What lines of the data hold the string "voting"? Pull each one out.

**MATERIAL PROVIDED:**
▼▼▼
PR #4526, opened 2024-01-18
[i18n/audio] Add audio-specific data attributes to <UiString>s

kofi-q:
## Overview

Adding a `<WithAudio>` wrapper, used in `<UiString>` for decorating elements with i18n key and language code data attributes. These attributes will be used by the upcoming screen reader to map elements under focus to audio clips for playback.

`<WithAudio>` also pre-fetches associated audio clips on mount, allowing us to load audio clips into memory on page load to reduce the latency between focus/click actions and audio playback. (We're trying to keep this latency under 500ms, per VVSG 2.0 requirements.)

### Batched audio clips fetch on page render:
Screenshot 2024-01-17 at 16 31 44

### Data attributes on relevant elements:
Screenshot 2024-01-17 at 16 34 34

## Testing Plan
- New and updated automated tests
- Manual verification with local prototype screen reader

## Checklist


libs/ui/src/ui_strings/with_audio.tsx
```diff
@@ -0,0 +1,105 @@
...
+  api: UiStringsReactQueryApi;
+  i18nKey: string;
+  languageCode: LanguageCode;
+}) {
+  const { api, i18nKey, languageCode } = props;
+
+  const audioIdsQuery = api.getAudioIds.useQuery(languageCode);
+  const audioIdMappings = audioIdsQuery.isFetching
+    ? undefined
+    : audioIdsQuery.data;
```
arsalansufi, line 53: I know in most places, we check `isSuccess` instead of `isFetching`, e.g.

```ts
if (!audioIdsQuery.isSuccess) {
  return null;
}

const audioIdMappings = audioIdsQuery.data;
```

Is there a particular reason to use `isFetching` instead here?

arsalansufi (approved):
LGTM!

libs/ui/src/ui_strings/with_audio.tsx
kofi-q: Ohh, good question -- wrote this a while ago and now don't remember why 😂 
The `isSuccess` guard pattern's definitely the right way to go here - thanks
▲▲▲
▼▼▼
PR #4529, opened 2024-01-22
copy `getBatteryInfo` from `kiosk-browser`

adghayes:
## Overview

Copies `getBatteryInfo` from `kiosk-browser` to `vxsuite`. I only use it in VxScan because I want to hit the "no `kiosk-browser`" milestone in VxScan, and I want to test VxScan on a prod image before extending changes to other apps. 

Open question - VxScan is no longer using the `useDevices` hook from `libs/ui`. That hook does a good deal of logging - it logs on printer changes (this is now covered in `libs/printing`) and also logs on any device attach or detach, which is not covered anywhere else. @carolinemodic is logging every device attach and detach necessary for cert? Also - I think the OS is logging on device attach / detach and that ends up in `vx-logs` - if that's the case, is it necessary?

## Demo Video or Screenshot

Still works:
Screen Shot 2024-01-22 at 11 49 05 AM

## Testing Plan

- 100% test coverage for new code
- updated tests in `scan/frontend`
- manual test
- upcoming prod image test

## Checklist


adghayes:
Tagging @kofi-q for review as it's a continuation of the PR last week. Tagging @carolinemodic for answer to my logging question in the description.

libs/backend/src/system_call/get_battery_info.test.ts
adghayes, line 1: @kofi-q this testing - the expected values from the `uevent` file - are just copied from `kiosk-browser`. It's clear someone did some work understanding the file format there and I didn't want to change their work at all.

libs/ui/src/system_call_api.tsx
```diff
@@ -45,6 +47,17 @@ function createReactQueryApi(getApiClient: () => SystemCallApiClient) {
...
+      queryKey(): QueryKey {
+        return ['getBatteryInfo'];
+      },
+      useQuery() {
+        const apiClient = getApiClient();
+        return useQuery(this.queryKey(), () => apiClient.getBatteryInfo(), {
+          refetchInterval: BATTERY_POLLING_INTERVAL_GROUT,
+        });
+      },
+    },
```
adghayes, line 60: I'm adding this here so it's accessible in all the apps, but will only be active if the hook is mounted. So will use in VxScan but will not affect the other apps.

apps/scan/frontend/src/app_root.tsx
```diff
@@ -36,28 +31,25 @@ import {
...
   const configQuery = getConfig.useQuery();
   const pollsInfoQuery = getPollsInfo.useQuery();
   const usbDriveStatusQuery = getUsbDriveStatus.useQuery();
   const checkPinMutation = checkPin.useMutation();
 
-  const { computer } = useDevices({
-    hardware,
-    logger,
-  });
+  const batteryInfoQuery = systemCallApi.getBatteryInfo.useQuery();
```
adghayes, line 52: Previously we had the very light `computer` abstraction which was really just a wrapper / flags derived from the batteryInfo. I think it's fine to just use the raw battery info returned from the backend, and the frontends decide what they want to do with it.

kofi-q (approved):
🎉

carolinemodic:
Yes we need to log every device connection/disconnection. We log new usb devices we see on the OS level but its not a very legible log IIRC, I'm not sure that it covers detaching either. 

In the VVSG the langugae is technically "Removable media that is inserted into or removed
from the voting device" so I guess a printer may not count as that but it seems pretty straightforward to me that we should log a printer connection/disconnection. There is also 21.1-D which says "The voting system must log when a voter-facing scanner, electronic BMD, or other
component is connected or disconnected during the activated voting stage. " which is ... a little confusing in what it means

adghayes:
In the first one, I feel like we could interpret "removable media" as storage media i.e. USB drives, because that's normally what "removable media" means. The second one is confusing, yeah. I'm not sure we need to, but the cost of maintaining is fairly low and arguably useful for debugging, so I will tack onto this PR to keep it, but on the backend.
▲▲▲
**THE COMPLETED TASK:**
from the voting device" so I guess a printer may not count as that but it seems pretty straightforward to me that we should log a printer connection/disconnection. There is also 21.1-D which says "The voting system must log when a voter-facing scanner, electronic BMD, or other
component is connected or disconnected during the activated voting stage. " which is ... a little confusing in what it means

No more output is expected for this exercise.